#### TASK INPUT
- - - - - - -

PR #1469, opened 2023-03-24
CLDC-2072 changing startdate to another collection year clear invalid answers

arfacamble:
https://digital.dclg.gov.uk/jira/browse/CLDC-2072

Having previously written a small method that did this independently. On reflection it was better to incorporate this behaviour into some adjacent logic, take that opportunity to revamp the existing code to improve readability, and write more comprehensive tests to go with it.

I recommend reading the tests first as they describe the intended behaviour well I think.
I have written comments in line in the form.rb diff to explain changes there
I have ended up with around 30 lines more code, but I hope that is at the gain of much more readability, I am happy to talk through why the original `invalidated_page_questions` method was confusing if that would help

### DIFF
--- a/app/models/form.rb
+++ b/app/models/form.rb
@@ -239,9 +239,9 @@ class Form
 
   def routed_and_not_routed_questions_by_type(log, type: nil, current_user: nil)
     questions_by_type = if type
-                          questions.reject { |q| q.type != type || q.do_not_clear }
+                          questions.reject { |q| q.type != type || q.disable_clearing_if_not_routed_or_dynamic_answer_options }
                         else
-                          questions.reject { |q| %w[radio checkbox].include?(q.type) || q.do_not_clear }
+                          questions.reject { |q| %w[radio checkbox].include?(q.type) || q.disable_clearing_if_not_routed_or_dynamic_answer_options }
                         end
     routed, not_routed = questions_by_type.partition { |q| q.page.routed_to?(log, current_user) || q.derived? }
     { routed:, not_routed: }
--- a/app/models/form.rb
+++ b/app/models/form.rb
@@ -179,21 +179,21 @@ class Form
   end
 
   def reset_not_routed_questions_and_invalid_answers(log)
-    reset_not_routed_checkbox_questions(log)
+    reset_checkbox_questions_if_not_routed(log)
 
     reset_radio_questions_if_not_routed_or_invalid_answers(log)
 
-    reset_not_routed_free_user_input_questions(log)
+    reset_free_user_input_questions_if_not_routed(log)
   end
 
-  def reset_not_routed_checkbox_questions(log)
+  def reset_checkbox_questions_if_not_routed(log)
     checkbox_questions = routed_and_not_routed_questions_by_type(log, type: "checkbox")
-    checkbox_questions[:invalid].each do |invalidated_question|
-      valid_options = checkbox_questions[:valid]
-                                        .select { |q| q.id == invalidated_question.id }
+    checkbox_questions[:not_routed].each do |not_routed_question|
+      valid_options = checkbox_questions[:routed]
+                                        .select { |q| q.id == not_routed_question.id }
                                         .flat_map { |q| q.answer_options.keys }
-      invalidated_question.answer_options.each_key do |invalid_option|
-        if !log.respond_to?(invalid_option) || valid_options.include?(invalid_option)
+      not_routed_question.answer_options.each_key do |invalid_option|
+        if !log.respond_to?(invalid_option) || valid_options.include?(invalid_option) || log.public_send(invalid_option).nil?
           next
         else
           clear_attribute(log, invalid_option)
@@ -204,47 +204,47 @@ class Form
 
   def reset_radio_questions_if_not_routed_or_invalid_answers(log)
     radio_questions = routed_and_not_routed_questions_by_type(log, type: "radio")
-    valid_radio_options = radio_questions[:valid]
-                                   .group_by(&:id)
-                                   .transform_values! { |q_array| q_array.flat_map { |q| q.answer_options.keys } }
-    radio_questions[:invalid].each do |invalidated_question|
-      q_id = invalidated_question.id
-      if !log.respond_to?(q_id) || log.public_send(q_id).nil? || valid_radio_options.key?(q_id)
+    valid_radio_options = radio_questions[:routed]
+                                         .group_by(&:id)
+                                         .transform_values! { |q_array| q_array.flat_map { |q| q.answer_options.keys } }
+    radio_questions[:not_routed].each do |not_routed_question|
+      question_id = not_routed_question.id
+      if !log.respond_to?(question_id) || log.public_send(question_id).nil? || valid_radio_options.key?(question_id)
         next
       else
-        clear_attribute(log, q_id)
+        clear_attribute(log, question_id)
       end
     end
-    valid_radio_options.each do |q_id, valid_options|
-      if !log.respond_to?(q_id) || valid_options.include?(log.public_send(q_id).to_s)
+    valid_radio_options.each do |question_id, valid_options|
+      if !log.respond_to?(question_id) || valid_options.include?(log.public_send(question_id).to_s)
         next
       else
-        clear_attribute(log, q_id)
+        clear_attribute(log, question_id)
       end
     end
   end
 
-  def reset_not_routed_free_user_input_questions(log)
+  def reset_free_user_input_questions_if_not_routed(log)
     non_radio_checkbox_questions = routed_and_not_routed_questions_by_type(log)
-    enabled_question_ids = non_radio_checkbox_questions[:valid].map(&:id)
-    non_radio_checkbox_questions[:invalid].each do |invalidated_question|
-      q_id = invalidated_question.id
-      if log.public_send(q_id).nil? || enabled_question_ids.include?(q_id)
+    enabled_question_ids = non_radio_checkbox_questions[:routed].map(&:id)
+    non_radio_checkbox_questions[:not_routed].each do |not_routed_question|
+      question_id = not_routed_question.id
+      if log.public_send(question_id).nil? || enabled_question_ids.include?(question_id)
         next
       else
-        clear_attribute(log, q_id)
+        clear_attribute(log, question_id)
       end
     end
   end
 
   def routed_and_not_routed_questions_by_type(log, type: nil, current_user: nil)
-    questions_to_categorise = if type
-                                questions.reject { |q| q.type != type || q.do_not_clear }
-                              else
-                                questions.reject { |q| %w[radio checkbox].include?(q.type) || q.do_not_clear }
-                              end
-    valid, invalid = questions_to_categorise.partition { |q| q.page.routed_to?(log, current_user) || q.derived? }
-    { valid:, invalid: }
+    questions_by_type = if type
+                          questions.reject { |q| q.type != type || q.do_not_clear }
+                        else
+                          questions.reject { |q| %w[radio checkbox].include?(q.type) || q.do_not_clear }
+                        end
+    routed, not_routed = questions_by_type.partition { |q| q.page.routed_to?(log, current_user) || q.derived? }
+    { routed:, not_routed: }
   end
 
   def clear_attribute(log, attribute)
--- a/app/models/form.rb
+++ b/app/models/form.rb
@@ -178,48 +178,80 @@ class Form
     pages.reject { |p| p.routed_to?(log, current_user) }
   end
 
-  def invalidated_questions(log)
-    invalidated_page_questions(log) + invalidated_conditional_questions(log)
+  def reset_not_routed_questions_and_invalid_answers(log)
+    reset_not_routed_checkbox_questions(log)
+
+    reset_radio_questions_if_not_routed_or_invalid_answers(log)
+
+    reset_not_routed_free_user_input_questions(log)
   end
 
-  def invalidated_page_questions(log, current_user = nil)
-    # we're already treating these fields as a special case and reset their values upon saving a log
-    callback_questions = %w[postcode_known la ppcodenk previous_la_known prevloc postcode_full ppostcode_full location_id address_line1 address_line2 town_or_city county]
-    questions.reject { |q| q.page.routed_to?(log, current_user) || q.derived? || callback_questions.include?(q.id) } || []
-  end
-
-  def reset_not_routed_questions(log)
-    enabled_questions = enabled_page_questions(log)
-    enabled_question_ids = enabled_questions.map(&:id)
-
-    invalidated_page_questions(log).each do |question|
-      if %w[radio checkbox].include?(question.type)
-        enabled_answer_options = enabled_question_ids.include?(question.id) ? enabled_questions.find { |q| q.id == question.id }.answer_options : {}
-        current_answer_option_valid = enabled_answer_options.present? ? enabled_answer_options.key?(log.public_send(question.id).to_s) : false
-
-        if !current_answer_option_valid && log.respond_to?(question.id.to_s)
-          Rails.logger.debug("Cleared #{question.id} value")
-          log.public_send("#{question.id}=", nil)
+  def reset_not_routed_checkbox_questions(log)
+    checkbox_questions = routed_and_not_routed_questions_by_type(log, type: "checkbox")
+    checkbox_questions[:invalid].each do |invalidated_question|
+      valid_options = checkbox_questions[:valid]
+                                        .select { |q| q.id == invalidated_question.id }
+                                        .flat_map { |q| q.answer_options.keys }
+      invalidated_question.answer_options.keys.each do |invalid_option|
+        if !log.respond_to?(invalid_option) || valid_options.include?(invalid_option)
+          next
         else
-
-          (question.answer_options.keys - enabled_answer_options.keys).map do |invalid_answer_option|
-            Rails.logger.debug("Cleared #{invalid_answer_option} value")
-            log.public_send("#{invalid_answer_option}=", nil) if log.respond_to?(invalid_answer_option)
-          end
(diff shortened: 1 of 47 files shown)


app/models/lettings_log.rb
```diff
@@ -79,6 +80,10 @@ def form_name
     FormHandler.instance.form_name_from_start_year(collection_start_year, "lettings")
   end
 
+  def clear_invalid_radio_answers!
+    super if startdate_was && @start_year != FormHandler.instance.collection_start_year(startdate_was)
```
natdeanlewissoftwire: you might have tried this already, but sales logs have a startdate method that just sets startdate = saledate, so you might be able to put all this logic on the log model without separating out for lettings and sales

natdeanlewissoftwire: didn't know about attribute_was though, cool!

jamesrose: Will this clear answers if `startdate_was` is nil? Is it possible that start year is not set before other answers?

arfacamble: I forgot this, but given that the attribute_was thing is coming from rails magic I think it would be a bit weird to make a parallel method for just this situation.
```
def startdate_was
  saledate_was
end
```

arfacamble: this is an awkwardness yes. hmmm
part of my thinking was that for things like bulk upload we might rather that the user is "allowed" the invalid answer but gets an invalid answer validation, rather than just voiding it and making them revisit. Maybe that's not the most important thought

arfacamble: Actually now I fiddle with it that wasn't my thought!
If I change it to:
`super unless startdate_was && @start_year == FormHandler.instance.collection_start_year(startdate_was)`
then I fail tests:
`BulkUpload::Lettings::Year2023::RowParser validations #field_30 when unpermitted values returns an error`
ie tests that check explicitly that if a value is incorrect they get this validation.
I will check with Phil what his knowledge is from the Bulk Upload side, but yes if we don't check when startdate_was is nil we can definitely find a niche edge case where this bug can be reproduced. My sales log tests on this PR refer to a field whose question is in the setup section

natdeanlewissoftwire (dismissed):
lgtm post addressing comments 👍

app/models/lettings_log.rb
natdeanlewissoftwire: yeah probably fair enough 👍

jamesrose: Please could you update this and add a test case for it?

app/models/form.rb
```diff
@@ -154,48 +154,80 @@ def invalidated_pages(log, current_user = nil)
     pages.reject { |p| p.routed_to?(log, current_user) }
   end
 
-  def invalidated_questions(log)
-    invalidated_page_questions(log) + invalidated_conditional_questions(log)
-  end
```
arfacamble, line 183: sense check on this, but it did not appear to be being called anywhere in the codebase. very slight risk that the method is being called through some metaprogramming whatnot?

spec/models/form_spec.rb
```diff
@@ -205,32 +205,140 @@ def answer_local_authority(lettings_log)
...
+      end
+    end
+
+    context "when an attribute is related to a callback question with no set answer options, and no questions for that attribute are routed to" do
+      let(:location) { FactoryBot.create(:location) }
+      let(:log) { FactoryBot.create(:lettings_log, :startdate_today) }
 
-      it "does not route to the page" do
-        expect(form.invalidated_pages(lettings_log).map(&:id)).to include("outstanding_amount_known")
+      # Pages::PropertyPostcode and questions inside have been removed from form. do we not want to delete and migration delete_column?
```
arfacamble, line 335: this question is mostly directed at @bibblobcode 
On reflection I'm assuming that the columns we may want to keep for existing data/migrated data, but since the lettings forms made from `Questions::BlaBla` are only for 23/24 maybe they can be deleted?

ghost: - yes we should probably keep the data
- I am not sure I understand, are you suggesting to delete 23/24 questions from Lettings?

arfacamble:
yes the latter. the Pages::PropertyPostcode is no longer rendered anywhere.
and then therefore the Questions::Bla classes inside that

spec/models/form_spec.rb
arfacamble: yes the latter. the Pages::PropertyPostcode is no longer rendered anywhere. and then therefore the Questions::Bla classes inside that

app/models/form.rb
```diff
@@ -154,48 +154,80 @@ def invalidated_pages(log, current_user = nil)
...
+  def routed_and_not_routed_questions_by_type(log, type: nil, current_user: nil)
+    # we're already treating these fields as a special case and reset their values upon saving a log
+    callback_questions = %w[postcode_known la ppcodenk previous_la_known prevloc postcode_full ppostcode_full location_id address_line1 address_line2 town_or_city county]
+    questions_to_categorise = if type
+                                questions.reject { |q| q.type != type || callback_questions.include?(q.id) }
+                              else
+                                questions.reject { |q| %w[radio checkbox].include?(q.type) || callback_questions.include?(q.id) }
+                              end
+    valid, invalid = questions_to_categorise.partition { |q| q.page.routed_to?(log, current_user) || q.derived? }
+    { valid:, invalid: }
```
arfacamble: this method is a development on `invalidated_page_questions` on old line 160

app/models/form.rb
```diff
@@ -154,48 +154,80 @@ def invalidated_pages(log, current_user = nil)
...
-    enabled_questions = enabled_page_questions(log)
-    enabled_question_ids = enabled_questions.map(&:id)
+    reset_radio_questions_if_not_routed_or_invalid_answers(log)
 
-    invalidated_page_questions(log).each do |question|
-      if %w[radio checkbox].include?(question.type)
-        enabled_answer_options = enabled_question_ids.include?(question.id) ? enabled_questions.find { |q| q.id == question.id }.answer_options : {}
-        current_answer_option_valid = enabled_answer_options.present? ? enabled_answer_options.key?(log.public_send(question.id).to_s) : false
+    reset_not_routed_free_user_input_questions(log)
+  end
```
arfacamble, line 187: the above method is a development on `reset_not_routed_questions` and now delegates to methods for questions of each type

app/models/form.rb
arfacamble, line 1: Improvements for readability should be:
- old method did not separate out between radio and checkbox so you have strange control flow eg l.176 `if !current_answer_option_valid && log.respond_to?(question.id.to_s)` sends all checkbox questions down the else as their id is not an attribute on the log, but also sends all valid radio options with them.
- hard to process what 173 and 174 are doing exactly for radio questions and checkbox questions since their keys are not the same thing at all, respectively values of attributes and the attributes themselves. I believe `l:174 log.public_send(question.id).to_s` would crash the app if there was a situation in the future where we had two checkbox questions with the same question id
- old method printed 'cleared X value' lots of times when nothing was being cleared (the value was already nil)

arfacamble: Can anyone see more ways to commonise the three reset_not_routed_x_questions beyond the clear_attribute method I have pulled out of them?
I can't really, and I think that is my main justification for why they should be separated out despite many more lines of code.

spec/services/bulk_upload/lettings/year2022/row_parser_spec.rb
arfacamble, line 1: @asmega I believe the four deleted tests in the two row parser spec files are the kinds of thing we have discussed where these will have to be tested in some other way for bulk upload

app/models/form.rb
```diff
@@ -154,48 +154,80 @@ def invalidated_pages(log, current_user = nil)
...
+    end
+  end
+
+  def reset_radio_questions_if_not_routed_or_invalid_answers(log)
+    radio_questions = routed_and_not_routed_questions_by_type(log, type: "radio")
+    valid_radio_options = radio_questions[:valid]
+                                   .group_by(&:id)
+                                   .transform_values! { |q_array| q_array.flat_map { |q| q.answer_options.keys } }
+    radio_questions[:invalid].each do |invalidated_question|
+      q_id = invalidated_question.id
```
```suggestion
      question_id = invalidated_question.id
```

app/models/form.rb
```diff
@@ -154,48 +154,80 @@ def invalidated_pages(log, current_user = nil)
...
+        clear_attribute(log, q_id)
+      end
+    end
+  end
+
+  def reset_not_routed_free_user_input_questions(log)
+    non_radio_checkbox_questions = routed_and_not_routed_questions_by_type(log)
+    enabled_question_ids = non_radio_checkbox_questions[:valid].map(&:id)
+    non_radio_checkbox_questions[:invalid].each do |invalidated_question|
+      q_id = invalidated_question.id
```
```suggestion
      question_id = invalidated_question.id
```

app/models/form.rb
```diff
@@ -154,48 +154,80 @@ def invalidated_pages(log, current_user = nil)
...
+        clear_attribute(log, q_id)
       end
     end
   end
 
-  def enabled_page_questions(log)
-    questions - invalidated_page_questions(log)
+  def routed_and_not_routed_questions_by_type(log, type: nil, current_user: nil)
+    # we're already treating these fields as a special case and reset their values upon saving a log
+    callback_questions = %w[postcode_known la ppcodenk previous_la_known prevloc postcode_full ppostcode_full location_id address_line1 address_line2 town_or_city county]
```
jamesrose: The `Form` model should have no specific knowledge of the questions within an instance of a form. Can you ask the form for this information instead of hard-coding it?

app/models/form.rb
arfacamble: very good. I did make ti this at some point and I felt like it made the if line a bit harder to read just because it got so much longer!
What is your feeling about putting condition statements over multiple lines? That was common in my old c# project but I feel like it's not generally encouraged in RoR?

app/models/form.rb
arfacamble: I support this and I think that this list is different categories of things and it might be better to interrogate what they are and why.
eg. they are mostly radio questions where the options are populated on render I believe. For those questions the best way to get that information form the Form that occurs to me is questions that have no answer options when this code runs. Do you think that is robust?
then I will look into the other questions , but for instance I do not know why postcode_known is in this list, I assume that at some point for some other ticket someone didn't want to it to be cleared and just put it here without thinking further.

app/models/form.rb
```diff
@@ -154,48 +154,80 @@ def invalidated_pages(log, current_user = nil)
...
-    callback_questions = %w[postcode_known la ppcodenk previous_la_known prevloc postcode_full ppostcode_full location_id address_line1 address_line2 town_or_city county]
-    questions.reject { |q| q.page.routed_to?(log, current_user) || q.derived? || callback_questions.include?(q.id) } || []
-  end
+  def reset_not_routed_questions_and_invalid_answers(log)
+    reset_not_routed_checkbox_questions(log)
 
-  def reset_not_routed_questions(log)
-    enabled_questions = enabled_page_questions(log)
-    enabled_question_ids = enabled_questions.map(&:id)
+    reset_radio_questions_if_not_routed_or_invalid_answers(log)
```
natdeanlewissoftwire, line 184: inconsistent naming :( maybe this is a clue there should be more function separation in this case?

app/models/form.rb
```diff
@@ -154,48 +154,80 @@ def invalidated_pages(log, current_user = nil)
...
-          log.public_send("#{question.id}=", nil)
+  def reset_not_routed_checkbox_questions(log)
+    checkbox_questions = routed_and_not_routed_questions_by_type(log, type: "checkbox")
+    checkbox_questions[:invalid].each do |invalidated_question|
+      valid_options = checkbox_questions[:valid]
+                                        .select { |q| q.id == invalidated_question.id }
+                                        .flat_map { |q| q.answer_options.keys }
+      invalidated_question.answer_options.each_key do |invalid_option|
+        if !log.respond_to?(invalid_option) || valid_options.include?(invalid_option)
+          next
```
natdeanlewissoftwire, line 197: is this (and the other few) next needed? can't we just say 
```
clear_attribute(log, invalid_option) unless !log.respond_to?(invalid_option) || valid_options.include?(invalid_option)  
```

spec/services/bulk_upload/lettings/year2022/row_parser_spec.rb
```diff
@@ -840,16 +840,6 @@
       end
     end
 
-    describe "#field_134" do
```
natdeanlewissoftwire, line 855: why are we getting rid of these tests?

app/models/form.rb
```diff
@@ -154,48 +154,80 @@ def invalidated_pages(log, current_user = nil)
...
+    reset_not_routed_free_user_input_questions(log)
+  end
 
-        if !current_answer_option_valid && log.respond_to?(question.id.to_s)
-          Rails.logger.debug("Cleared #{question.id} value")
-          log.public_send("#{question.id}=", nil)
+  def reset_not_routed_checkbox_questions(log)
+    checkbox_questions = routed_and_not_routed_questions_by_type(log, type: "checkbox")
+    checkbox_questions[:invalid].each do |invalidated_question|
+      valid_options = checkbox_questions[:valid]
```
natdeanlewissoftwire: should this be `valid_checkbox_options` for consistency?

app/models/form.rb
```diff
@@ -154,48 +154,80 @@ def invalidated_pages(log, current_user = nil)
...
+      invalidated_question.answer_options.each_key do |invalid_option|
+        if !log.respond_to?(invalid_option) || valid_options.include?(invalid_option)
+          next
         else
-
-          (question.answer_options.keys - enabled_answer_options.keys).map do |invalid_answer_option|
-            Rails.logger.debug("Cleared #{invalid_answer_option} value")
-            log.public_send("#{invalid_answer_option}=", nil) if log.respond_to?(invalid_answer_option)
-          end
+          clear_attribute(log, invalid_option)
```
natdeanlewissoftwire, line 199: mabye we could separate into more general methods that:

app/models/form.rb
```diff
@@ -154,48 +154,80 @@ def invalidated_pages(log, current_user = nil)
...
+    enabled_question_ids = non_radio_checkbox_questions[:valid].map(&:id)
+    non_radio_checkbox_questions[:invalid].each do |invalidated_question|
+      q_id = invalidated_question.id
+      if log.public_send(q_id).nil? || enabled_question_ids.include?(q_id)
+        next
+      else
+        clear_attribute(log, q_id)
       end
     end
   end
```
natdeanlewissoftwire, line 238: Do you think we could separate these three resetting methods into more general ones that:

1. get all questions of a type
2. get all valid questions of a type
3. clear attributes unless condition depending on type

then we could run one method that calls all these for each relevant question type.

There could be a cost of readability but I think with good naming it could be pretty clean.

app/models/form.rb
arfacamble: we could but James and Phil have shared various things with me about being careful about overusing unless, with one example being unless with compound conditions.
I think it does make parsing easier to have it separate.

spec/services/bulk_upload/lettings/year2022/row_parser_spec.rb
arfacamble: previously for bulk upload, if there was an invalid radio option, we were adding a validation for that.
now that there are radio options different between years, we really kind of need to clear invalid answers unless we go down a fiddly rabbit hole where we try to check what year we are going from and to and selectively clear individual values.
 Phil is now going to do something else with bulk upload where he checks for fields that have been cleared in the saving process. That's probably more robust as well sense there are already values being cleared under various conditions.

app/models/form.rb
arfacamble: can be

app/models/form.rb
arfacamble: let's pair on that in a min you want, happy to hear your ideas

arfacamble: I think what you're describing sounds like what the original method tried to be, but I would challenge you to discern exactly how that method is working without spending quite a lot of time with it.
I would be happy to combine them if we can work out what to combine, but I think that as the name of the attribute(s) to clear is different for checkbox questions and the conditions under which we clear attributes is somewhat different in each case and particularly different in the case of radio questions, so I can't see how to combine them without having a lot of ifs within that method that either re-check what type of question we have or have other conditions that seem more general but are in fact underneath it checking what type of question we have.
As above let's pair on it briefly this morning and see if your fresh eyes can spot something

app/models/form/lettings/questions/address_line1.rb
```diff
@@ -7,6 +7,7 @@ def initialize(id, hsh, page)
     @type = "text"
     @plain_label = true
     @check_answer_label = "Q12 - Address"
+    @do_not_clear = true
```
jamesrose: Is there a more descriptive name than this? It's not self-evident what it does to me!

spec/services/bulk_upload/lettings/year2022/row_parser_spec.rb
asmega: sorry missed this, but yeah i'll get that sorted

jamesrose (approved):

app/models/form.rb
natdeanlewissoftwire: Fine by me, I'm also anti-unless a lot of places we use it but think it would be better here. Subjective though, your PR so your call :)

spec/services/bulk_upload/lettings/year2022/row_parser_spec.rb
natdeanlewissoftwire: Sounds sensible!

app/models/form.rb
arfacamble: The socially appropriate thing here is clearly to say "OK cool" and move on, ... but I can't because I'm great like that!!!
`unless not one_thing or something_else` is gross.
double negative and unless with compound condition is 💩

- - - - - - -

Counting only lines that contain "through", say how many there are in the material above, and add nothing.

#### RESULT
2